Term split by hashtag of multiple words

Question

I am trying to split a term which contains a hashtag of multiple words such as "#I-am-great" or "#awesome-dayofmylife'
then the output that I am looking for is:

 I am great
 awesome day of my life

All I could achieve is:

 >>> import re
 >>> name = "big #awesome-dayofmylife because #iamgreat"
 >>> name =  re.sub(r'#([^\s]+)', r'\1', name)
 >>> print name
 big awesome-dayofmylife because iamgreat

If I am asked whether I have a list of possible words then the answer is 'No' so if I can get guidance in that then that would be great. Any NLP experts?

Answer 1

The problem can be broken down to several steps:

1. Populate a list with English words
2. Split the sentence into terms delimited by white-space.
3. Treat terms starting with '#' as hashtags
4. For each hashtag, find words by longest match by checking if they exist in the list of words.

Here is one solution using this approach:

# Returns a list of common english terms (words)
def initialize_words():
    content = None
    with open('C:\wordlist.txt') as f: # A file containing common english words
        content = f.readlines()
    return [word.rstrip('\n') for word in content]


def parse_sentence(sentence, wordlist):
    new_sentence = "" # output    
    terms = sentence.split(' ')    
    for term in terms:
        if term[0] == '#': # this is a hashtag, parse it
            new_sentence += parse_tag(term, wordlist)
        else: # Just append the word
            new_sentence += term
        new_sentence += " "

    return new_sentence 


def parse_tag(term, wordlist):
    words = []
    # Remove hashtag, split by dash
    tags = term[1:].split('-')
    for tag in tags:
        word = find_word(tag, wordlist)    
        while word != None and len(tag) > 0:
            words.append(word)            
            if len(tag) == len(word): # Special case for when eating rest of word
                break
            tag = tag[len(word):]
            word = find_word(tag, wordlist)
    return " ".join(words)


def find_word(token, wordlist):
    i = len(token) + 1
    while i > 1:
        i -= 1
        if token[:i] in wordlist:
            return token[:i]
    return None 


wordlist = initialize_words()
sentence = "big #awesome-dayofmylife because #iamgreat"
parse_sentence(sentence, wordlist)

It prints:

'big awe some day of my life because i am great '

You will have to remove the trailing space, but that's easy. :)

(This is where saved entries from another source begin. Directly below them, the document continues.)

PR #557, opened 2026-07-29
Security Hardening

wittdennis:
image

image

image

image

### DIFF
--- a/src/api/v1alpha1/renovatejob_types.go
+++ b/src/api/v1alpha1/renovatejob_types.go
@@ -55,16 +55,28 @@ type RenovateJobSpec struct {
 	SecurityContext *RenovateJobSecurityContext `json:"securityContext,omitempty"`
 	// Configuration for webhooks to trigger renovate runs
 	Webhook *RenovateWebhook `json:"webhook,omitempty"`
-	// Additional volumes to mount in the renovate pods
+	// Additional volumes to mount in the renovate pods.
+	// hostPath is rejected: it would give the pod the node's filesystem
+	// +kubebuilder:validation:MaxItems=64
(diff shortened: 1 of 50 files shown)


src/api/v1alpha1/renovatejob_types.go
```diff
@@ -55,16 +55,28 @@ type RenovateJobSpec struct {
 	SecurityContext *RenovateJobSecurityContext `json:"securityContext,omitempty"`
 	// Configuration for webhooks to trigger renovate runs
 	Webhook *RenovateWebhook `json:"webhook,omitempty"`
-	// Additional volumes to mount in the renovate pods
+	// Additional volumes to mount in the renovate pods.
+	// hostPath is rejected: it would give the pod the node's filesystem, and with it
```
lukashankeln: and with it?

src/internal/policy/policy.go
```diff
@@ -0,0 +1,392 @@
...
+	AllowRootUser bool
+	// AllowedImages are repository prefixes spec.image may resolve to.
+	// Empty denies every image.
+	AllowedImages []string
+}
+
+func FromConfig() Policy {
+	return Policy{
+		Disabled:                 config.GetValue("POLICY_ENABLED") == "false",
+		AllowedHosts:             parseList(config.GetValue("POLICY_ALLOWED_HOSTS")),
```
lukashankeln, line 94: From what I see I would have to explicitly enable my webhook url even though I have set it in the values as well?

The "risk factor" to me is the webhook url one can set in the job itself. The one configured in the chart should be allowed by default I would say?

lukashankeln (approved):
Well lets break stuff 😄

beneiltis:
break stuff *sing*

beneiltis (approved):

Issue #559, opened 2026-07-29
[Feature] UI: New RenovateJob overview page


wittdennis:
**Is your feature request related to a problem? Please describe.**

I got the wordlist from http://www-personal.umich.edu/~jlawler/wordlist.

Answer 2

All the commentators above are correct of course: A hashtag without spaces or other clear separators between the words (especially in English) is often ambiguous and cannot be parsed correctly in all cases.

However, the idea of the word list is rather simple to implement and might yield useful (albeit sometimes wrong) results nevertheless, so I implemented a quick version of that:

wordList = '''awesome day of my life because i am great something some
thing things unclear sun clear'''.split()

wordOr = '|'.join(wordList)

def splitHashTag(hashTag):
  for wordSequence in re.findall('(?:' + wordOr + ')+', hashTag):
    print ':', wordSequence   
    for word in re.findall(wordOr, wordSequence):
      print word,
    print

for hashTag in '''awesome-dayofmylife iamgreat something
somethingsunclear'''.split():
  print '###', hashTag
  splitHashTag(hashTag)

This prints:

### awesome-dayofmylife
: awesome
awesome
: dayofmylife
day of my life
### iamgreat
: iamgreat
i am great
### something
: something
something
### somethingsunclear
: somethingsunclear
something sun clear

And as you see it falls into the trap qstebom has set for it ;-)

EDIT:

Some explanations of the code above:

The variable wordOr contains a string of all words, separated by a pipe symbol (|). In regular expressions that means "one of these words".

The first findall gets a pattern which means "a sequence of one or more of these words", so it matches things like "dayofmylife". The findall finds all these sequences, so I iterate over them (for wordSequence in …). For each word sequence then I search each single word (also using findall) in the sequence and print that word.